EXERCISE DESCRIPTION — Write out every line of the data below exactly as given.

THE DATA —
PR #2330, opened 2016-04-07
Zeiss CZI: 5.1.9 backports

sbesson:
This is the same as gh-2268 but rebased onto dev_5_1.

----

Fixes https://trac.openmicroscopy.org/ome/ticket/13095

To test, use the file from QA 16882.  Without this change, ```showinf -minmax``` should show that the first series has non-zero pixels, and the remaining four series have all zero pixels.  With this change, the same test should show that all five series have non-zero pixels (which should also be obvious from looking at the images).  The images and dimensions can also be compared against Zeiss' ZEN software.

This is the same as gh-2305 but rebased onto dev_5_1.

----

To test, use the file in curated/zeiss-czi/niko (it will be ~100GB). The images are quite large; the easiest first test would be to select a few ~2kx2k tiles and check the display in ImageJ vs Zeiss' ZEN. It would be good to try importing into OMERO as well, to validate that all of the pixel data is read correctly, but this will take a while as pyramids will need to be generated.

Configuration PR is: openmicroscopy/data_repo_config#96

### DIFF
--- a/components/formats-gpl/src/loci/formats/in/ZeissCZIReader.java
+++ b/components/formats-gpl/src/loci/formats/in/ZeissCZIReader.java
@@ -631,7 +631,7 @@ public class ZeissCZIReader extends FormatReader {
     LOGGER.trace("prestitched = {}", prestitched);
     LOGGER.trace("scanDim = {}", scanDim);
 
-    if (mosaics == seriesCount &&
+    if (((mosaics == seriesCount) || (positions == seriesCount)) &&
       seriesCount == (planes.size() / getImageCount()) &&
       prestitched != null && prestitched)
     {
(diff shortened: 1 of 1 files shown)


sbesson:
--rebased-from #2268

sbesson:
--rebased-from #2305

bramalingam:
QA 16882 with this PR on omero, 
screen shot 2016-04-08 at 14 52 52

and
curated/zeiss-czi/niko:
Same as : https://github.com/openmicroscopy/bioformats/pull/2305#issuecomment-206295542

So the manual testing passes as well.
Along with the subset jobs,
https://ci.openmicroscopy.org/job/BIOFORMATS-5.1-merge-repository-subset/235/console

Looks good to merge.

@sbesson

OUTPUT FOR THIS TASK —
PR #2330, opened 2016-04-07
Zeiss CZI: 5.1.9 backports

sbesson:
This is the same as gh-2268 but rebased onto dev_5_1.

----

Fixes https://trac.openmicroscopy.org/ome/ticket/13095

To test, use the file from QA 16882.  Without this change, ```showinf -minmax``` should show that the first series has non-zero pixels, and the remaining four series have all zero pixels.  With this change, the same test should show that all five series have non-zero pixels (which should also be obvious from looking at the images).  The images and dimensions can also be compared against Zeiss' ZEN software.

This is the same as gh-2305 but rebased onto dev_5_1.

----

To test, use the file in curated/zeiss-czi/niko (it will be ~100GB). The images are quite large; the easiest first test would be to select a few ~2kx2k tiles and check the display in ImageJ vs Zeiss' ZEN. It would be good to try importing into OMERO as well, to validate that all of the pixel data is read correctly, but this will take a while as pyramids will need to be generated.

Configuration PR is: openmicroscopy/data_repo_config#96

### DIFF
--- a/components/formats-gpl/src/loci/formats/in/ZeissCZIReader.java
+++ b/components/formats-gpl/src/loci/formats/in/ZeissCZIReader.java
@@ -631,7 +631,7 @@ public class ZeissCZIReader extends FormatReader {
     LOGGER.trace("prestitched = {}", prestitched);
     LOGGER.trace("scanDim = {}", scanDim);
 
-    if (mosaics == seriesCount &&
+    if (((mosaics == seriesCount) || (positions == seriesCount)) &&
       seriesCount == (planes.size() / getImageCount()) &&
       prestitched != null && prestitched)
     {
(diff shortened: 1 of 1 files shown)


sbesson:
--rebased-from #2268

sbesson:
--rebased-from #2305

bramalingam:
QA 16882 with this PR on omero, 
screen shot 2016-04-08 at 14 52 52

and
curated/zeiss-czi/niko:
Same as : https://github.com/openmicroscopy/bioformats/pull/2305#issuecomment-206295542

So the manual testing passes as well.
Along with the subset jobs,
https://ci.openmicroscopy.org/job/BIOFORMATS-5.1-merge-repository-subset/235/console

Looks good to merge.

@sbesson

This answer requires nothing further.